Please note: As of now, the CSP does not provide for any adjustments to consumer advertisements regarding the CEXXXX label required by European regulations, nor does it provide for adjustments to the labels for devices covered by Annex XVI.
The decree on in vitro diagnostic medical devices (“DMDIV”) follows a similar approach to that adopted for medical devices, adapting the regulatory provisions of the Public Health Code to the requirements of Regulation (EU) 2017/746 (“IVDR”).
Several points are worth noting.
First, the decree confirms the language requirements applicable to IVDs placed on the market or put into service in France. The labeling, instructions for use, certain information regarding the operation or use of the device, the EU Declaration of Conformity, and safety notices must be written in French.
The decree also sets out the rules for reporting business activities to the ANSM. It specifies the procedures for filing, updating, and periodically confirming the reported information, as well as the obligations in the event of cessation of business or a change in the SIRET number. If a report is incomplete, the reporting party has thirty days to complete it; otherwise, the report is deemed inadmissible.
The text also specifies the cooperation obligations of economic operators. The manufacturer, its authorized representative, the importer, or the distributor must, at the request of the competent authorities, provide the information, documents, or samples necessary to verify compliance with the obligations set forth in the IVDR (Articles R. 5222-1 et seq. of the CSP):
Reporting requirements are also specified. Healthcare professionals and trained staff working for prevention organizations or associations must report serious incidents without delay. Patients, accredited patient organizations, non-professional users, and other third parties may also report incidents or serious incidents of which they are aware. The text further provides for specific coordination with pharmacovigilance for incidents related to companion diagnostic devices.
A special exemption for establishments that manufacture and use their own devices: The decree specifies their reporting obligations to the ANSM (activity report, supporting documentation, compliance with the general safety and performance requirements of the regulation).

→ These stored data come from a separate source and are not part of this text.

PR #433, opened 2017-09-07
Style on layer

matthewma7:
This PR moves the styling option onto layer panel.
Since BSVE doesn't have a good session concept, the style is still saved to the dataset, when needed (with a checkbox).

Also, I talked about a library called reconcile.js, which mimics the way React update the dom. Over the past development with Minerva, I constantly find myself need the DOM merging updating. 
I included it in this PR as a utility function (Probably will always be), it worked great for this PR. I think it will help this and future developments. 
However, it's currently using a forked version of mine, which adds an option to help parent child view relationship.

### DIFF
--- a/package.json
+++ b/package.json
@@ -16,7 +16,8 @@
     "jade": "~1.11.0",
     "jquery-extendext": "^0.1.2",
     "jquery-ui-bundle": "^1.11.4",
-    "moment": "^2.17.1"
+    "moment": "^2.17.1",
+    "reconcile.js": "github:matthewma7/reconcile.js"
   },
   "devDependencies": {
     "grunt-contrib-watch": "^1.0.0"
--- a/web_external/templates/body/layersPanel.pug
+++ b/web_external/templates/body/layersPanel.pug
@@ -7,16 +7,40 @@ include ../widgets/legendWidget.pug
   .layersList
     ul.datasets
       each dataset, index in datasets
-        li.dataset&attributes({'m-dataset-id': dataset.get('_id')})
+        - var attributes = {'m-dataset-id': dataset.get('_id')}
+        li.dataset&attributes(attributes)
           if dataset.get('geoError')
-            i.icon-attention.m-remove-dataset-from-layer&attributes({'m-dataset-id': dataset.get('_id')})
+            i.icon-attention.m-remove-dataset-from-layer&attributes(attributes)
           else
-            i.icon-eye.m-toggle-dataset&attributes({'m-dataset-id': dataset.get('_id')})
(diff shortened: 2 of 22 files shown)


matthewma7:
@aashish24, could you help me review this PR?

package.json
```diff
@@ -16,7 +16,8 @@
     "jade": "~1.11.0",
     "jquery-extendext": "^0.1.2",
     "jquery-ui-bundle": "^1.11.4",
-    "moment": "^2.17.1"
+    "moment": "^2.17.1",
+    "reconcile.js": "github:matthewma7/reconcile.js"
```
aashish24: @matthewma7 should we think about pushing these changes to upstream?

web_external/templates/body/layersPanel.pug
```diff
@@ -7,16 +7,39 @@ include ../widgets/legendWidget.pug
...
             span= dataset.get('name')
             .m-push-right
+              //- Cog icon for geo rendering configuration
+              if geoRenderType === 'geojson' || geoRenderType === 'geojson-timeseries'
+                - var classes = 'icon-cog icon-button m-configure-geo-render'
+                - classes += (dataset.get('displayed') ? ' icon-disabled dataset-in-session' : ' icon-enabled');
+                - classes += ((!dataset.get('displayed') && dataset.get('geoError')) ? ' m-geo-render-error' : '');
+                i(class=classes)&attributes(attributes)
+
+              //- if geoRenderType === 'wms'
```
aashish24: @matthewma7 perhaps we can add a comment here why this code is commented out?

web_external/views/body/LayersPanel.js
```diff
@@ -56,6 +60,32 @@ const LayersPanel = Panel.extend({
...
+    /**
+     * Display a modal dialog allowing configuration of GeoJs rendering
+     * properties for the selected dataset.
+     */
+    configureGeoRender: function (event) {
+        var datasetId = $(event.currentTarget).attr('m-dataset-id');
+        var dataset = this.collection.get(datasetId);
+        var geoRenderType = dataset.getGeoRenderType();
+
+        console.log(dataset);
```
aashish24: left over?

package.json
matthewma7: Yes. I'll create PR see if the author response at all.
Otherwise, I am thinking we can move this to Kitware organization.

web_external/templates/body/layersPanel.pug
matthewma7: Definitely. I'll add some comment. 
In general, since we are not supporting WMS in Minerva currently, the code for WMS is commented out. So, I moved the code but comment it out.

PR #434, opened 2017-09-11
Dataset Panel ui improvement

matthewma7:
This PR improves the Dataset Panel with indented tree view, better text overflow text ellipsis, and many code logic refactoring.

image

### DIFF
--- a/web_external/views/body/DataPanel.js
+++ b/web_external/views/body/DataPanel.js
@@ -28,41 +28,17 @@ export default Panel.extend({
         'click .source-title': 'toggleSources',
         'click .category-title': 'toggleCategories'
     },
-    _addCategories: function (source, category) {
-        this.visibleMenus[source][category] = true;
-    },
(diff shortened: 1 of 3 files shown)


matthewma7:
This is ready for review

web_external/views/body/DataPanel.js
```diff
@@ -299,47 +275,29 @@ export default Panel.extend({
...
-        });
-    },
-
     getDatasetModel: function () {
         return this.parentView.parentView.model;
     },
 
-    render: function () {
-        var model = this.getDatasetModel();
+    render() {
```
aashish24: is the shorthand cross-browser compatible now?

matthewma7: Babel will handle the transformation to es5 and it will end up like this ```render: function render() { ... }```

aashish24: ah, forgot that we are using babel, thanks.

PR #441, opened 2017-09-22
Color legend for map coloring

matthewma7:
This PR adds the color legend support to Minerva.


matthewma7:
@manthey Thank for reviewing and catching that one bug 👍

PR #443, opened 2017-09-26
Feature info new layout

matthewma7:
This PR changes the feature info popup layout from horizontal table layout to vertical table layout.
I tried to tweak many things and this is what I got.

image


matthewma7:
@manthey, Thanks for the reviewing. 👌

PR #444, opened 2017-09-29
Uses all colors that colorbrewer provides for ktile styling

matthewma7:
This PR switches to use the most color for each series of colorbrewer has to provide finer, but not overwhelming fine detail with customed ktile layer style.

image


matthewma7:
@dorukozturk Thank you 👍

PR #446, opened 2017-10-02
Dataset info new layout

matthewma7:
Uses a table layout to show some meta of dataset instead of showing the raw JSON

chrome_2017-10-30_09-49-55

### DIFF
--- a/web_external/stylesheets/widgets/datasetInfoWidget.styl
+++ b/web_external/stylesheets/widgets/datasetInfoWidget.styl
@@ -1,0 +1,4 @@
+@import './infoTableMixin.styl'
+
+.m-dataset-info-table
+  info-table()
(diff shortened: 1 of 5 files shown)


aashish24:
@matthewma7 this looks good. Few suggestions: 

1. Can we remove all the extra whitespace from the right side.. I do not see that space serving any purpose

2. I would suggest that we make the table 100% width and height at bottom half of the dialog

3. Remove the table borders - all of them. I feel that they are distraction? 

I can be convinced otherwise :) these are merely suggestions.

matthewma7:
@aashish24 I can see your suggestion would make it looks better. I will work on that.

matthewma7:
@aashish24, I pushed a commit base on your suggestion, but the table borders are kept but lightened. I no border make the content less focused.

chrome_2017-10-30_09-49-10

aashish24:
thanks @matthewma7 can we resolve the conflict so that I can test again?

matthewma7:
@aashish24 Thanks your review!

PR #447, opened 2017-10-02
Uses single file upload

matthewma7:
This is reported as an issue. 
The solution right now is disabling multiple file upload.

### DIFF
--- a/web_external/views/body/DataPanel.js
+++ b/web_external/views/body/DataPanel.js
@@ -105,7 +105,8 @@ export default Panel.extend({
             noParent: true,
             title: 'Upload a dataset',
             overrideStart: true,
-            parentView: this.parentView
+            parentView: this.parentView,
+            multiFile: false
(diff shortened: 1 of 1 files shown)


aashish24:
@matthewma7 approved this PR. Are we planning to enable multiple file upload in the future?

matthewma7:
@aashish24 I do see the value of multiple updates. That might need some thinking on how to make it work. For now, this PR would make it works consistently. (before this PR, multiple uploads will result in only first file created as dataset, and other files become orphan files to Minerva).

aashish24:
> @aashish24 I do see the value of multiple updates. That might need some thinking on how to make it work. For now, this PR would make it works consistently. (before this PR, multiple uploads will result in only first file created as dataset, and other files become orphan files to Minerva).

+1. Sounds good. Can we create an issue for the multiple file upload then?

Another significant change concerns the traceability of certain rapid diagnostic tests (RDTs) and self-testing kits when they are performed or dispensed outside of healthcare facilities. The professionals concerned must record and store electronically the data necessary to identify the person concerned, the device used or provided, and the date of performance or dispensing. These provisions will take effect on a date set by decree, and no later than January 1, 2027.
Notably, the Director General of the ANSM is expressly designated as the competent authority in the event of a dispute regarding the classification of a DMDIV. This clarification reinforces the national authority’s role in applying the classification rules set forth in the IVDR.
Most of the decree took effect the day after its publication in the Official Journal, on April 22, 2026.
However, the provisions regarding the specific traceability rules applicable to implantable devices, insofar as they apply to community pharmacists, will take effect on September1, 2026 (Section 5 of Chapter II of Title I of Book II of Part Five of the CSP).
The certification scheme for restoring buildings to a usable condition, meanwhile, has a transition period that runs until September1, 2027 (Article 4 of Decree No. 2026-299 of April 17, 2026).